Noi riformati non amiamo molto la parola obbedienza applicata alla fede. Ci sentiamo l’odore, per noi poco gradevole, dei “meriti” e delle “buone opere”. Oggi, nel vangelo dell’infanzia di Matteo, abbiamo visto che Dio stesso ha creato per Giuseppe le condizioni della sua obbedienza, mandandogli il suo “angelo” a dirgli: “Non temere di prendere con te Maria, tua moglie...”. E Giuseppe ha creduto a quella parola e l’ha subito messa in pratica. Anche nel libro dell’Apocalisse, il Cristo Figlio dell'uomo (il figlio di Giuseppe e di Maria) si rivolge sovente ai credenti definendoli “servi”, uomini e donne chiamati all’obbedienza. La fede, insomma, nasce da un comando concreto a cui si deve dare compimento. E allora l’obbedienza non soltanto ha a che fare con la fede, ma è e resta l’altra faccia della fede. Ed è sempre così. E chi non obbedisce, anche se dice d’essere un credente, è piuttosto un illuso che “crede di credere”. Nessuno può meravigliarsi della sua incredulità, finché non si cura di obbedire al comandamento divino. Se non sottometti alla sua Parola una passione che ti rende schiavo, o i tuoi sogni, o un rancore, o un’inimicizia, oppure i piani che fai per la tua vita, non puoi lamentarti se poi ti senti arido, se non riesci a pregare… Se rifiuti la parola del comando, non puoi invocare la parola della grazia, perché come potrai invocare e lodare come tuo Signore colui al quale hai negato l’obbedienza?

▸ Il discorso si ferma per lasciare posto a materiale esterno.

PR #1720, opened 2024-09-18
Fixes showing server errors on `cli sql` calls

mamcx:
# Description of Changes

The `cli` incorrectly tries to parse as `json` an `http error` masquing the problem. Now it checks that the `StatusCode` is within `200-299.` before returning.

1

# Testing

- [x] *Check the `sql` calls that could generar `error 500`.*
- [x] *Use my branch of adding a new system table that is broken to get errors.


bfops (approved):
Seems reasonable enough!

Solo chi obbedisce crede davvero, e può vivere la gioia di chi, nell’impegno al servizio dell’unico Signore che regna in terra e in cielo, riceve un senso per la propria vita, si scopre con stupore “re e sacerdote per il nostro Dio”.

Oggi il comando del Signore per noi è vincere la paura che ci chiude in noi stessi, ci toglie la speranza e la fiducia che il Signore è più forte di ogni cosa e mette in gioco la nostra dignità di uomini e donne liberi e responsabili, anche di fronte alla pandemia. Il Covid passerà, come passa ogni cosa che non sia lui, il Signore vittorioso sul male e sulla morte. Allora anche per noi ci sarà il canto della riconoscenza, e quel canto salirà fino al cielo… diventerà parte del cantico di giubilo che – se porgiamo l’orecchio per udirlo – già ricolma di sé tutto il creato. È già il canto del Natale che ci attende, questo Natale “in rosso” che ci vedrà rinchiusi in casa nostra, questo Natale umanamente triste, nel quale neanche ci è concesso di cantare con la bocca, sotto alle mascherine. Ma il cuore può cantare, anticipando l’ennesimo trionfo del Signore: “A Colui che siede su trono e all’Agnello siano la lode, l’onore, la gloria e la potenza nei secoli dei secoli”.